Task directions:
I need the number of lines in the data that include "really"; reply with that number alone.

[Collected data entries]
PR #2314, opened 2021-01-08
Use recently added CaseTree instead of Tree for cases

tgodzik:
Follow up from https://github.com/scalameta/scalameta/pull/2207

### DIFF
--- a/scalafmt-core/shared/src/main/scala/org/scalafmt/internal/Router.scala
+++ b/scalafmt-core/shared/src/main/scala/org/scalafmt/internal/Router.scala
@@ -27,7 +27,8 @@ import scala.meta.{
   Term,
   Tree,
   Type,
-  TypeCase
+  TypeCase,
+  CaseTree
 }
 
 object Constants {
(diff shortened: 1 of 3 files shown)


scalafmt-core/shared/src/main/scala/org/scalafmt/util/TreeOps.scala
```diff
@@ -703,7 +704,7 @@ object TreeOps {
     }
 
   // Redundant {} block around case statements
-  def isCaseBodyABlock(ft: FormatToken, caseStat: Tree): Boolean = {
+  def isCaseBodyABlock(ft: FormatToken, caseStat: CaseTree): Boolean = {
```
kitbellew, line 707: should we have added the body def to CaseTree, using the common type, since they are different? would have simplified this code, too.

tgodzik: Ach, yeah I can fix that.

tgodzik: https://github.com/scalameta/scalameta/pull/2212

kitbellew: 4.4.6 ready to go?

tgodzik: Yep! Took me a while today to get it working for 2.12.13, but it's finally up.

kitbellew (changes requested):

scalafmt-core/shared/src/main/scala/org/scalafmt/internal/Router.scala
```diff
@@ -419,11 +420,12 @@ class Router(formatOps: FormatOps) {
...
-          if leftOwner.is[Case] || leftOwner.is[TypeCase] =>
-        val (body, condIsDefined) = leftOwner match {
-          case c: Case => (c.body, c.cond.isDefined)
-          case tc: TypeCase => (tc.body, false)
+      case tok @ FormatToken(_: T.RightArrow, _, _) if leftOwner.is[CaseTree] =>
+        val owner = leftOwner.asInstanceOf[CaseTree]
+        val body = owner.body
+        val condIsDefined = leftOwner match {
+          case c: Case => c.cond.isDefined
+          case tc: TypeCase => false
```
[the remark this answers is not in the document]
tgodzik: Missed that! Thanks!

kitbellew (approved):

---

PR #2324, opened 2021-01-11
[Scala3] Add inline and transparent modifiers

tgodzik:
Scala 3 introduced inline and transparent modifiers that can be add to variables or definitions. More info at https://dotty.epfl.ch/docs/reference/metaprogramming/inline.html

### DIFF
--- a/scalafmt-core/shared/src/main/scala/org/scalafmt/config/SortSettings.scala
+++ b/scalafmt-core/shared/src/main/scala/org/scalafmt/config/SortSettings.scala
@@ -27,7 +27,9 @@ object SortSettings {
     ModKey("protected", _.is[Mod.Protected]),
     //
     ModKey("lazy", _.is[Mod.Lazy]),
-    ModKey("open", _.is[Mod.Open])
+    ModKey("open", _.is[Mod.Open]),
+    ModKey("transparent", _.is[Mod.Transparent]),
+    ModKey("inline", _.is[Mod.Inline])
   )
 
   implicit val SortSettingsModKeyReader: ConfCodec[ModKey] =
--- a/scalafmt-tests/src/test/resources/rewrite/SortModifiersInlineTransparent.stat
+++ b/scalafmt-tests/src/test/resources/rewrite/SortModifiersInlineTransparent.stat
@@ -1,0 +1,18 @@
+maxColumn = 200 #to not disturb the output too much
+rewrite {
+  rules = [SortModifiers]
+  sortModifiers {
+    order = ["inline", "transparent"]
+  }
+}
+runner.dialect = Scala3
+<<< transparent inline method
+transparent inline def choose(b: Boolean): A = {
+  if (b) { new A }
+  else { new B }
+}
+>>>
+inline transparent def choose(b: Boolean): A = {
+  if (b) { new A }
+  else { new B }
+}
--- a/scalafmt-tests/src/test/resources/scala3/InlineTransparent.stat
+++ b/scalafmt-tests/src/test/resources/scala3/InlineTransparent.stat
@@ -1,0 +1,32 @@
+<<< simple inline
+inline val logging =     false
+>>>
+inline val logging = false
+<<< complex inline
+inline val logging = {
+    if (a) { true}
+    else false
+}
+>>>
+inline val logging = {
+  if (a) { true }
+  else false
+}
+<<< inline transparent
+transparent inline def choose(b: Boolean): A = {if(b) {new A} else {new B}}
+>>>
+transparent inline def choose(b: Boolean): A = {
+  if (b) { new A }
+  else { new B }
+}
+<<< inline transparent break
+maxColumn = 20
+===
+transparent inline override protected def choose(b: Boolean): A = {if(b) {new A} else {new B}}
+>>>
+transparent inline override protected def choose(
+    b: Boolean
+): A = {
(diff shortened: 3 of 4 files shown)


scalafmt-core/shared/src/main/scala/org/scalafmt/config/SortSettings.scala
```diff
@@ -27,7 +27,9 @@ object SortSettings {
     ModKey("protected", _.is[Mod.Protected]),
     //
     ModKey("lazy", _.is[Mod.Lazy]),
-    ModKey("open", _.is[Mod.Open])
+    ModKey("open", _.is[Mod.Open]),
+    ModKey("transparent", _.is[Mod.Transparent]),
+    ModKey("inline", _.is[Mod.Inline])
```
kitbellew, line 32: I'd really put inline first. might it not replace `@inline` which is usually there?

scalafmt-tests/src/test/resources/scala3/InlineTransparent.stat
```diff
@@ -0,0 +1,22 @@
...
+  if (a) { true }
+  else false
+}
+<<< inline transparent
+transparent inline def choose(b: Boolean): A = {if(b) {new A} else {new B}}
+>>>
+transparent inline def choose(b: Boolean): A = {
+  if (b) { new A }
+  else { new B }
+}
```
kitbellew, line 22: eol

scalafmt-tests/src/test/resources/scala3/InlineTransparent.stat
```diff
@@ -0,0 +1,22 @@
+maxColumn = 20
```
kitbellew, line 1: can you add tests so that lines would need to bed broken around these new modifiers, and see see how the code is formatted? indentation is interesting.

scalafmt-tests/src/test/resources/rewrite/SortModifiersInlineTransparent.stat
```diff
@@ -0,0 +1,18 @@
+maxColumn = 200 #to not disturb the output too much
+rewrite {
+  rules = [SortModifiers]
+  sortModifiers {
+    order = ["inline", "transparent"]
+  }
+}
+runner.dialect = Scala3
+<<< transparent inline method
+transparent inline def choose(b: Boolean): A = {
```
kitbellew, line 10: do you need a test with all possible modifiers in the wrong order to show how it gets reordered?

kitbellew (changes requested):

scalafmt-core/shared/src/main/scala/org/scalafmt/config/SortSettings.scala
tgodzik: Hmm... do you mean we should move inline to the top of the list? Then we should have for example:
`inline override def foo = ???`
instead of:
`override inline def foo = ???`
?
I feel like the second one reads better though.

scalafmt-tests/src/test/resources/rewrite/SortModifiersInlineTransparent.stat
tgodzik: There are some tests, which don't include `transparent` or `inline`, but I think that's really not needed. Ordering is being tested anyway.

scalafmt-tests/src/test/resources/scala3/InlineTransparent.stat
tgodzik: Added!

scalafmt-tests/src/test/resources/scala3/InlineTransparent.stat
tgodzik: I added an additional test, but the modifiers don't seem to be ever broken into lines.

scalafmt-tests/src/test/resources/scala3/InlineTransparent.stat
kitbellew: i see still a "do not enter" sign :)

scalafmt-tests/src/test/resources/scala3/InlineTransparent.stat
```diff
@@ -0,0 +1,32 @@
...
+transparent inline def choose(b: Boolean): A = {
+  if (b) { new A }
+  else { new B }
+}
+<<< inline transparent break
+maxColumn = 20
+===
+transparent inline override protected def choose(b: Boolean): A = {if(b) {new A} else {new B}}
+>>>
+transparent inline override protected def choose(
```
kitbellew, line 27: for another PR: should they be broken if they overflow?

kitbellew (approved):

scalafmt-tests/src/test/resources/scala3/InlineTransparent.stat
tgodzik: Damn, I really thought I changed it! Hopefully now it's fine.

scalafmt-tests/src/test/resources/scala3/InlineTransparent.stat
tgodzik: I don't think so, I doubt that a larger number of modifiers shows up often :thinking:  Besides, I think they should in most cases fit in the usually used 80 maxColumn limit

Written answer:
3